Each line of the entries below that holds "BorderColor" is needed, copied in full.

*** Begin section ***

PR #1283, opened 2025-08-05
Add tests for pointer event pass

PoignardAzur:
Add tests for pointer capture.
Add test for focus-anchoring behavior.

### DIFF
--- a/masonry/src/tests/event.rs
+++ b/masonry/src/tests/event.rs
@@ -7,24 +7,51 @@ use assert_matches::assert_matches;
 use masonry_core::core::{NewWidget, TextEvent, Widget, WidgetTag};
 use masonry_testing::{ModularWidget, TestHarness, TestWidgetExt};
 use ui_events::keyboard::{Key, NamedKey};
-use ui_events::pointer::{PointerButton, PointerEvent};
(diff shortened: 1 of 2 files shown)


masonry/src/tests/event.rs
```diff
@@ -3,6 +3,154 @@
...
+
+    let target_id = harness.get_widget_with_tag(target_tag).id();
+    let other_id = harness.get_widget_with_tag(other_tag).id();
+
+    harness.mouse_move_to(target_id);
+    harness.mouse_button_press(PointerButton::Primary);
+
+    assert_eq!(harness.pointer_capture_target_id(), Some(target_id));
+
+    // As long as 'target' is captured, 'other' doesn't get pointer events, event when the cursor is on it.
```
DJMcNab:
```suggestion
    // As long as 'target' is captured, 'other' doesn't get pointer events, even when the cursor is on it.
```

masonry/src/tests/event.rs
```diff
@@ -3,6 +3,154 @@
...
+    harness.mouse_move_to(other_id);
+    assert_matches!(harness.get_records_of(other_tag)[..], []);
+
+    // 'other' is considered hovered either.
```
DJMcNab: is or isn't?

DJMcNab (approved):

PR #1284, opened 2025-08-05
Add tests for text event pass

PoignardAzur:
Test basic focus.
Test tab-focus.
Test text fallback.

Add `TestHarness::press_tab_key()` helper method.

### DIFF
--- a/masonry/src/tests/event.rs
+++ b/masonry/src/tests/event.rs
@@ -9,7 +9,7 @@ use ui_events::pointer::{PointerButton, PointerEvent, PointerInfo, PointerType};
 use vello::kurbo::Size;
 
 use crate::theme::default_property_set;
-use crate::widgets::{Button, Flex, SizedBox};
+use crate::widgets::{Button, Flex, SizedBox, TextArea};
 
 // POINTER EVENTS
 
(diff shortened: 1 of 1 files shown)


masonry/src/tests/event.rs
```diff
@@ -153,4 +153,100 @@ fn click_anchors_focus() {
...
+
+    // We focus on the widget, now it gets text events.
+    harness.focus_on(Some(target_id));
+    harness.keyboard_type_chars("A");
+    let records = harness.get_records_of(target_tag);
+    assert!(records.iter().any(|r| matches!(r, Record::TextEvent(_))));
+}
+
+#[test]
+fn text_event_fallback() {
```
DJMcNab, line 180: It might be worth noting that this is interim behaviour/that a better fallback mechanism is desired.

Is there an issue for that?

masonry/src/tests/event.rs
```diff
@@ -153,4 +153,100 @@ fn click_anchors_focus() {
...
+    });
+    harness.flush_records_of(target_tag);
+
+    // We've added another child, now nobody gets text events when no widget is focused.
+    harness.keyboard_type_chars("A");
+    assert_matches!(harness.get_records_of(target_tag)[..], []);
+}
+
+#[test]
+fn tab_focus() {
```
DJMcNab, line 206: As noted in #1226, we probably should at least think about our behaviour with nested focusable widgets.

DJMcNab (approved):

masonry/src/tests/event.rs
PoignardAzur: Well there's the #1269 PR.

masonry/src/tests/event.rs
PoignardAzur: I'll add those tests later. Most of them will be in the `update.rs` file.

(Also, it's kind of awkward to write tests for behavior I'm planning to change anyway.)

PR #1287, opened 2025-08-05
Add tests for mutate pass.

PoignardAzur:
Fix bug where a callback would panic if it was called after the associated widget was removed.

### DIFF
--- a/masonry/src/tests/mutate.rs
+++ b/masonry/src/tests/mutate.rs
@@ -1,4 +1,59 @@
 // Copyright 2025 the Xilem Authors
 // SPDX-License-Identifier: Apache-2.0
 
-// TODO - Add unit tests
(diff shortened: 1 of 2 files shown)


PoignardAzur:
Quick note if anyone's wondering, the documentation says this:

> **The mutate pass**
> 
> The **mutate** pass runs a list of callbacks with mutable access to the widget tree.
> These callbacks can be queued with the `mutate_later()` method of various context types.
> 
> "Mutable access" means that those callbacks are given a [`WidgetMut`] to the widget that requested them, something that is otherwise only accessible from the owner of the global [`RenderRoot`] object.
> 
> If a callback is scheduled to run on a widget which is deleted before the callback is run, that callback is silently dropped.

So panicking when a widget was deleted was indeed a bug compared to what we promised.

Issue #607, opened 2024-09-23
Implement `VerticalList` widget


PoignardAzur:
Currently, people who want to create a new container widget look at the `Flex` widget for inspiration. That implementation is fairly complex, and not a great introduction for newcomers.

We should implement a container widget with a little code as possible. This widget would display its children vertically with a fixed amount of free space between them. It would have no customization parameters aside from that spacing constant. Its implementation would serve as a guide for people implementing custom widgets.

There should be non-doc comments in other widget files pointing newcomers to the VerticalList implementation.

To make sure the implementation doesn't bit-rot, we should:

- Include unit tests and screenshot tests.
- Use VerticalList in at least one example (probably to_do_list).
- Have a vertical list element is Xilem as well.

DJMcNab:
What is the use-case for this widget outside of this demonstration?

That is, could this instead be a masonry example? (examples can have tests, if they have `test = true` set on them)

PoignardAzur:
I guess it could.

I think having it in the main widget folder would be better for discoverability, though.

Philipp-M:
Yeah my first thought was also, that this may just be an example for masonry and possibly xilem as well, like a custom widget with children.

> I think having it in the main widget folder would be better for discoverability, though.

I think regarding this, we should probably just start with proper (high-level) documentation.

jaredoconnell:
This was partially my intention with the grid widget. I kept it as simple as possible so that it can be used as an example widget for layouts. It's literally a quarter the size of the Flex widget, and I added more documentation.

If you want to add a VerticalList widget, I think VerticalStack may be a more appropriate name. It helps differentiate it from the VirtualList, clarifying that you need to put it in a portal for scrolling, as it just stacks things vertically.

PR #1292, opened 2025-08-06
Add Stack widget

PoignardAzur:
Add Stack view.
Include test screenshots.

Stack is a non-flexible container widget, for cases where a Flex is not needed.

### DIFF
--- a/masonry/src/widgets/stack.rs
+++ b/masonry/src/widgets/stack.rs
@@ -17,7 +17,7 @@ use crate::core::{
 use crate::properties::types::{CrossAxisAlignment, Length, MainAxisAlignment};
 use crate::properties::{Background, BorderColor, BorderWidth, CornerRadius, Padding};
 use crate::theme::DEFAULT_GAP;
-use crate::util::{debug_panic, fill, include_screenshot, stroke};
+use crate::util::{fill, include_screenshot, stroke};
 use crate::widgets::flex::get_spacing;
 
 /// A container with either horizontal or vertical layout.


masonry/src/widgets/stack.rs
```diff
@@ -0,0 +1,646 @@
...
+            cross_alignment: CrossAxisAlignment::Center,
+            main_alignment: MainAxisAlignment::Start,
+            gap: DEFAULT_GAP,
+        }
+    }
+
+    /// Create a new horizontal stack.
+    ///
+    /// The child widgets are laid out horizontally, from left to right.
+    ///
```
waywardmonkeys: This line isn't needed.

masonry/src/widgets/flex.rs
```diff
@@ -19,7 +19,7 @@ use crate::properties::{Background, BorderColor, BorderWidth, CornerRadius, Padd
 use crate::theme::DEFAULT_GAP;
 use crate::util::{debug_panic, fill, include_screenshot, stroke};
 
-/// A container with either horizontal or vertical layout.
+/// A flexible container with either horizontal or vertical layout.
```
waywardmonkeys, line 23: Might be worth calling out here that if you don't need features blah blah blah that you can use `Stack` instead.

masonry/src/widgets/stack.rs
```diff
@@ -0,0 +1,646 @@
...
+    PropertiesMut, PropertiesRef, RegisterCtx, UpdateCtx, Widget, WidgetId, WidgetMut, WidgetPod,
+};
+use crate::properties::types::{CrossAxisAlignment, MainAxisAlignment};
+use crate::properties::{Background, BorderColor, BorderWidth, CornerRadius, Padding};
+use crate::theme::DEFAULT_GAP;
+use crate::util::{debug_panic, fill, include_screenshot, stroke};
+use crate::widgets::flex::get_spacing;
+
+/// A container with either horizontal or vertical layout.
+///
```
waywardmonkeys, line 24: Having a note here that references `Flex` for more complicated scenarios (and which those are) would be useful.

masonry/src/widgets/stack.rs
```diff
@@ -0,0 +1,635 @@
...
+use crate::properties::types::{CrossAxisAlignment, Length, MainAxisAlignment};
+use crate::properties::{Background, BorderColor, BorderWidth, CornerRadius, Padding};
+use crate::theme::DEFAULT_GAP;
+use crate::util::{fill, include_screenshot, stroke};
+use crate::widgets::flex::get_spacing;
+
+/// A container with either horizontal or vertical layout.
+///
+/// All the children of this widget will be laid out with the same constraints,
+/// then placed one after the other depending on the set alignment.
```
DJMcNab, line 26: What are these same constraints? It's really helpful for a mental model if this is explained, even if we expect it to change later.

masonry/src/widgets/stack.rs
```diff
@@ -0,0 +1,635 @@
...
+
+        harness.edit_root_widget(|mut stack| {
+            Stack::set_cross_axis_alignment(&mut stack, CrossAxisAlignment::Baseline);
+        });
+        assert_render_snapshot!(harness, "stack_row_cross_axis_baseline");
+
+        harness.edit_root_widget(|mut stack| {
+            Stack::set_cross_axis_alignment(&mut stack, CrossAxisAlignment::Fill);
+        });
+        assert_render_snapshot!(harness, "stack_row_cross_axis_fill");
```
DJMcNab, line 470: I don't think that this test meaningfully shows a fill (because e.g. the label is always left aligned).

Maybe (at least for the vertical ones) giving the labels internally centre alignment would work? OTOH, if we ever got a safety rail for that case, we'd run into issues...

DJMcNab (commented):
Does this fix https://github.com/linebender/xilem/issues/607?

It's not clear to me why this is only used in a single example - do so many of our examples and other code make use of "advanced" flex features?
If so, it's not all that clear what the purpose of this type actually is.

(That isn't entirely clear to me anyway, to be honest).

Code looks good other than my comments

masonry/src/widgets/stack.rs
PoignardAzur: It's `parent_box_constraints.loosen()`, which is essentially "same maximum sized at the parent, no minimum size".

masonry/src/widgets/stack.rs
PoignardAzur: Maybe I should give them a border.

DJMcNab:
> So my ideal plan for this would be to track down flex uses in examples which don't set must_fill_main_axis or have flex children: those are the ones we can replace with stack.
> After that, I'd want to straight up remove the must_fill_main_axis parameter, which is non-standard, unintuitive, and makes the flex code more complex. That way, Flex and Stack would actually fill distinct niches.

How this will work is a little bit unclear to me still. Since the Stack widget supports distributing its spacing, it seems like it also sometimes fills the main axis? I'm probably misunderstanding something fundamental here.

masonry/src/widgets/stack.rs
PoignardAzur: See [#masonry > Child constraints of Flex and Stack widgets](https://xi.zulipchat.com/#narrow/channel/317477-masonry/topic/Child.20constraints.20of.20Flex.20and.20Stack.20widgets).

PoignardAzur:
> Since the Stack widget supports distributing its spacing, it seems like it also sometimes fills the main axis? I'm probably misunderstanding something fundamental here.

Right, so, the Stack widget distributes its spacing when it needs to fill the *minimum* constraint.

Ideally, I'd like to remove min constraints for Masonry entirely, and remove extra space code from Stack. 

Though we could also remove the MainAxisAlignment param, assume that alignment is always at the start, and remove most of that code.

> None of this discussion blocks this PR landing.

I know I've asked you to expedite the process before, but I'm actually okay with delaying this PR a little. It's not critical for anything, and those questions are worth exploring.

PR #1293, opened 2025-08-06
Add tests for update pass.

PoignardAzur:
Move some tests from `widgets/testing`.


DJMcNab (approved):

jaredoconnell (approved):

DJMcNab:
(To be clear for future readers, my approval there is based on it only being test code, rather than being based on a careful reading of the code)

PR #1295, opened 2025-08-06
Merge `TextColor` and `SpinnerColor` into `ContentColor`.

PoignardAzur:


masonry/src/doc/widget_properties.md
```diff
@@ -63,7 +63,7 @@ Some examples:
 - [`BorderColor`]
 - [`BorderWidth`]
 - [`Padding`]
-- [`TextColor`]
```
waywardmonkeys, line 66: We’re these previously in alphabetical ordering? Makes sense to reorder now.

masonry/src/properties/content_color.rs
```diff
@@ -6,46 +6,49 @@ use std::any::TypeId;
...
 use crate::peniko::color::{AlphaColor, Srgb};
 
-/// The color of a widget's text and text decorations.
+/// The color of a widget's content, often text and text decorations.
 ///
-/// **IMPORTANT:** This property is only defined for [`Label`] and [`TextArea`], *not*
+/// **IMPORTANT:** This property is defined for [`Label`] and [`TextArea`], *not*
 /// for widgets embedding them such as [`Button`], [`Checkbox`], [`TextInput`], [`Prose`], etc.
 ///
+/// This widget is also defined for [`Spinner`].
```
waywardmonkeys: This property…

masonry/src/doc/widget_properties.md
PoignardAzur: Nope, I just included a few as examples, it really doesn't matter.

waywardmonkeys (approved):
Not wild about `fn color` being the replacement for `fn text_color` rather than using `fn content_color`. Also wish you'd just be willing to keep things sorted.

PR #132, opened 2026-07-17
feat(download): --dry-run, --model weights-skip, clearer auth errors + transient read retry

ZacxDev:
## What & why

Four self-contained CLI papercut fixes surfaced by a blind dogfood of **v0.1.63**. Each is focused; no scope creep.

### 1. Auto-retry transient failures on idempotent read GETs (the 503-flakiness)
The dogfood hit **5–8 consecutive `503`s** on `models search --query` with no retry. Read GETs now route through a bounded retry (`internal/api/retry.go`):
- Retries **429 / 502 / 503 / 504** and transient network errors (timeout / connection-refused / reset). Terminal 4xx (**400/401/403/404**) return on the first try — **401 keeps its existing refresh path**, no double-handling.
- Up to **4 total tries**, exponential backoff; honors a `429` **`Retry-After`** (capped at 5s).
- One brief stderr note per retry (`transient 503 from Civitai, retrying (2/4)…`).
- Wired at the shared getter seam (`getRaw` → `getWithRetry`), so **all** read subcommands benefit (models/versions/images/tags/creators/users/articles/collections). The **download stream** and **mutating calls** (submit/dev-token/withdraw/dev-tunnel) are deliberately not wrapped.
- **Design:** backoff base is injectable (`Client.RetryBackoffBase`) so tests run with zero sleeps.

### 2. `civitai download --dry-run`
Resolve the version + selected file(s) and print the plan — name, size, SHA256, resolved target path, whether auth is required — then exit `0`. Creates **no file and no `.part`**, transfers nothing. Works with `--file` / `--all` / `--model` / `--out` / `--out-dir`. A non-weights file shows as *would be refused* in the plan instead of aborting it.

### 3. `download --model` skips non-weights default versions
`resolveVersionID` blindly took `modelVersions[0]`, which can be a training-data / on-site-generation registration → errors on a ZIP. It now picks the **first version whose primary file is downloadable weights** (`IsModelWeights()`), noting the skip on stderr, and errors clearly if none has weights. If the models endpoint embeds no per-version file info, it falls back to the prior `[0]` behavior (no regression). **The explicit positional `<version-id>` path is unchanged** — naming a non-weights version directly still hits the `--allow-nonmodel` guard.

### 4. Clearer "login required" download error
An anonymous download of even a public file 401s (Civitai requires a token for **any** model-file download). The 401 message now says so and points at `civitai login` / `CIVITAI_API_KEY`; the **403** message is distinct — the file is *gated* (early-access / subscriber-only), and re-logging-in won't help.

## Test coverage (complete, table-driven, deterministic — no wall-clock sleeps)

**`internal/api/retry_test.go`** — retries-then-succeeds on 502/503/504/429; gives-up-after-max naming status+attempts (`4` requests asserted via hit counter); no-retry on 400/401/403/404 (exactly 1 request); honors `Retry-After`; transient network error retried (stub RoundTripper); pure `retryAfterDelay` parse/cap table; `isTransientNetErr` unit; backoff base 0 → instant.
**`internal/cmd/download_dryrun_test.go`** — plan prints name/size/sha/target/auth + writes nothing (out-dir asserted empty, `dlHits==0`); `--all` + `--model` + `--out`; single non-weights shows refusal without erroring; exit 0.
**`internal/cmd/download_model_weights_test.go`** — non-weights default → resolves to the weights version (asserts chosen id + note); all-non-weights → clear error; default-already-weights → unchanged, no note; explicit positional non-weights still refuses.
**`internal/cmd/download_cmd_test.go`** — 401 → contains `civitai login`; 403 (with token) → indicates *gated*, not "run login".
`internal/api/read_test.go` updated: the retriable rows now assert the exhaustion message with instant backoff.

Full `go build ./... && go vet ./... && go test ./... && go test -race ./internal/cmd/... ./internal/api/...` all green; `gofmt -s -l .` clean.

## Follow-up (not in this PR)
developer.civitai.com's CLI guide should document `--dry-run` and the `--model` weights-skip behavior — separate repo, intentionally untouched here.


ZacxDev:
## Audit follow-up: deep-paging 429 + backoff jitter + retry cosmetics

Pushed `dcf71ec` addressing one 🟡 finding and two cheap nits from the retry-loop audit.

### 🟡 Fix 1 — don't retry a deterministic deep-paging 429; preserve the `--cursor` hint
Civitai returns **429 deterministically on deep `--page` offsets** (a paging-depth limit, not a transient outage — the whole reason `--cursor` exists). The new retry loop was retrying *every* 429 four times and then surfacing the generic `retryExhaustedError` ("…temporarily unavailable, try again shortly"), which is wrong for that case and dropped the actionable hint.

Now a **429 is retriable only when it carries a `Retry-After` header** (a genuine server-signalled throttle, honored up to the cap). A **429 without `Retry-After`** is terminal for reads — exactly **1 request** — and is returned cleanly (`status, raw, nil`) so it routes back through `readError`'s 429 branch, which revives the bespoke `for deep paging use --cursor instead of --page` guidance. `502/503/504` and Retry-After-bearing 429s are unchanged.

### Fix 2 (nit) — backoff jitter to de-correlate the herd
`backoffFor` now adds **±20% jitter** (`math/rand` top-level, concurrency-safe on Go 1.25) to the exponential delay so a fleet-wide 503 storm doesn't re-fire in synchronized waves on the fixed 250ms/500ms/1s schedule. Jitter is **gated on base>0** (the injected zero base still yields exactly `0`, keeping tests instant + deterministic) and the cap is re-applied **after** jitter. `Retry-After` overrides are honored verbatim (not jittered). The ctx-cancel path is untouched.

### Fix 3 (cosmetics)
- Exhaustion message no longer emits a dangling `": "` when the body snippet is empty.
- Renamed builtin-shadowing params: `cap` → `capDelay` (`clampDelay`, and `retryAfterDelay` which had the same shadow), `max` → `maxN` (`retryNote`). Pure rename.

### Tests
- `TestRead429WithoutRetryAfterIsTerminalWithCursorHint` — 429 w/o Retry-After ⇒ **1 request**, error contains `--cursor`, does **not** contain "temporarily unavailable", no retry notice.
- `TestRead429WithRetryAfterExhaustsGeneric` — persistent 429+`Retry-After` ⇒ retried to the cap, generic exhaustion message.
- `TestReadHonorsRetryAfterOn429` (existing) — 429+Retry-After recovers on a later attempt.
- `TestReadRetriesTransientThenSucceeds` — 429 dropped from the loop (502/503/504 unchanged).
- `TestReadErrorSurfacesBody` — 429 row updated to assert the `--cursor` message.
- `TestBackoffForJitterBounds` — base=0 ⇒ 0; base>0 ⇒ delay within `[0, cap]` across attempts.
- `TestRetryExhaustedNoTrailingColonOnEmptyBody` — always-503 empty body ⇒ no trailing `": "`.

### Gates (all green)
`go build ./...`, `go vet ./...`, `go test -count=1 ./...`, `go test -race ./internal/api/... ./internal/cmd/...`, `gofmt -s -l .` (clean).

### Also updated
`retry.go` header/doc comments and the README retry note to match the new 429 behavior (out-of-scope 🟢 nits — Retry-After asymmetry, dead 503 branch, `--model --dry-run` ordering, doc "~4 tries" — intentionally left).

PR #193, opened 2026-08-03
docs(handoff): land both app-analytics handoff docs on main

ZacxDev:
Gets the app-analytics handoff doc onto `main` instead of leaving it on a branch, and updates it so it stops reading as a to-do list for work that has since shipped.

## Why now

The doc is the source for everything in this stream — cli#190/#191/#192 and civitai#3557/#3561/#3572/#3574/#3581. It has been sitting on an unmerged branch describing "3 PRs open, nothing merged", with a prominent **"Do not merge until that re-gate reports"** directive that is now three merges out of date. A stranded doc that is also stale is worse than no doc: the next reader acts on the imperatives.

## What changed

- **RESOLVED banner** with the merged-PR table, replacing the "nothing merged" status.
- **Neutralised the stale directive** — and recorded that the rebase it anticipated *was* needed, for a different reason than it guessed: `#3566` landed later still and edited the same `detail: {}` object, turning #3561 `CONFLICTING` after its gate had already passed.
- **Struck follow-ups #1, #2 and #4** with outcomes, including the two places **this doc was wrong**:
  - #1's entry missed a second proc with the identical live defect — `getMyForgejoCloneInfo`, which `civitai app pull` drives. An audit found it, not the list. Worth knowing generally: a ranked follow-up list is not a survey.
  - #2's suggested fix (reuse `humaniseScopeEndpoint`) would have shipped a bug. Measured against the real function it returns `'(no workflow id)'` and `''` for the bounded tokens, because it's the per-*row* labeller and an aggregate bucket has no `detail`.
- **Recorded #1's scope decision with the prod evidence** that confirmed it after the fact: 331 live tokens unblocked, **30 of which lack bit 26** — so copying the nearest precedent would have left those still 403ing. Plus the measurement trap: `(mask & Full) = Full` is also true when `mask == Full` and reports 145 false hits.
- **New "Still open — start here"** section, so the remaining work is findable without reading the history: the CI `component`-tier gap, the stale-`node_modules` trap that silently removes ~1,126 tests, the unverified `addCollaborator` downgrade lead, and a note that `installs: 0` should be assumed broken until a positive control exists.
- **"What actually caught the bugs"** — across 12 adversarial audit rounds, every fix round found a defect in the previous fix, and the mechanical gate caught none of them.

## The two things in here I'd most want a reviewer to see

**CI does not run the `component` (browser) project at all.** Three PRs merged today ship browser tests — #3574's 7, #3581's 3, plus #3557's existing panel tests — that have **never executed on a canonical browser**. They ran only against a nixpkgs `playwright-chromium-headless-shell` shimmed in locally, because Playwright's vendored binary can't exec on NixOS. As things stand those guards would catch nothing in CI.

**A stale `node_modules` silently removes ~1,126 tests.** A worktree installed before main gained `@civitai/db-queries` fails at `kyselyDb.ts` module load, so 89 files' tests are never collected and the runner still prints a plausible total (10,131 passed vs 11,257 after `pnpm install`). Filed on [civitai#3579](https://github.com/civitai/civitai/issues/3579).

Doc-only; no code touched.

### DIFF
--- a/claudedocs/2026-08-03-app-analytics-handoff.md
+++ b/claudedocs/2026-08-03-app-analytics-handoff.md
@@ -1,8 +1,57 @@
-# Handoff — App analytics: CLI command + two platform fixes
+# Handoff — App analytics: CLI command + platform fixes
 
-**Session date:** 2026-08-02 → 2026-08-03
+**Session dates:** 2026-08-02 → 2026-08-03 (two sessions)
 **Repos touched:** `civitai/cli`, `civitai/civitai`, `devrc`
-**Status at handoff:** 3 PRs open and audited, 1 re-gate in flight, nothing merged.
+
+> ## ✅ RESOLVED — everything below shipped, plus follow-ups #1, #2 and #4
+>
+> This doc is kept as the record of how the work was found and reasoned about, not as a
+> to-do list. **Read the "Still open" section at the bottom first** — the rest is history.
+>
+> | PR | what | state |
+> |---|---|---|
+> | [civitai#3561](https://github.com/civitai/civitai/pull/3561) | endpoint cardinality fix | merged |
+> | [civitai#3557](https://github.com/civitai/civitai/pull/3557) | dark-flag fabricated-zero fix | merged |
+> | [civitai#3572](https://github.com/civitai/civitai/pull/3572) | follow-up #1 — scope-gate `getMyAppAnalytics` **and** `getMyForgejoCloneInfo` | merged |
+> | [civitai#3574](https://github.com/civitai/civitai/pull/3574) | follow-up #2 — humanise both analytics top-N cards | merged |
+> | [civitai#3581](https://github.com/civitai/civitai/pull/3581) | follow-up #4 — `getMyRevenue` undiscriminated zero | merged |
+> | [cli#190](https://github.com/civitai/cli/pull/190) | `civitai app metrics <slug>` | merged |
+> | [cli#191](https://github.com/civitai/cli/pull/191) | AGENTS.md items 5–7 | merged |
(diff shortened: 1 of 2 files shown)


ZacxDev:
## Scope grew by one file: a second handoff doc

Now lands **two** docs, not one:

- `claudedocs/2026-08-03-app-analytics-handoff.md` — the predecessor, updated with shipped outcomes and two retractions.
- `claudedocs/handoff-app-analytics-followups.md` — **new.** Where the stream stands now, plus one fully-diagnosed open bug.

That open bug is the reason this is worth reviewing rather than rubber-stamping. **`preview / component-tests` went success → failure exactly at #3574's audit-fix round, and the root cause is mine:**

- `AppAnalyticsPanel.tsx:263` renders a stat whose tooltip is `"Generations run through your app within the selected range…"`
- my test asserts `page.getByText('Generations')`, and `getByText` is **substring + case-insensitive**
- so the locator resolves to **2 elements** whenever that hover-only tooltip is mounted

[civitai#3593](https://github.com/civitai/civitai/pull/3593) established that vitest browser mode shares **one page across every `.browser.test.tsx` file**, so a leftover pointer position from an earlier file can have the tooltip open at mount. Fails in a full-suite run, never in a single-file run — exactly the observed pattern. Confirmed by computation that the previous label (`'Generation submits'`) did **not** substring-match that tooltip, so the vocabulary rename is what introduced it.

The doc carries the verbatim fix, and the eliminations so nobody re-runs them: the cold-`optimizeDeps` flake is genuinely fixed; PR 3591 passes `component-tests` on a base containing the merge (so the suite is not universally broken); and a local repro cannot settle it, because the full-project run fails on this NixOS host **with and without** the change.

*** End section ***

- [SOLUTION TO THIS PROBLEM]
 use crate::properties::{Background, BorderColor, BorderWidth, CornerRadius, Padding};
@@ -19,7 +19,7 @@ use crate::properties::{Background, BorderColor, BorderWidth, CornerRadius, Padd
+use crate::properties::{Background, BorderColor, BorderWidth, CornerRadius, Padding};
+use crate::properties::{Background, BorderColor, BorderWidth, CornerRadius, Padding};
 - [`BorderColor`]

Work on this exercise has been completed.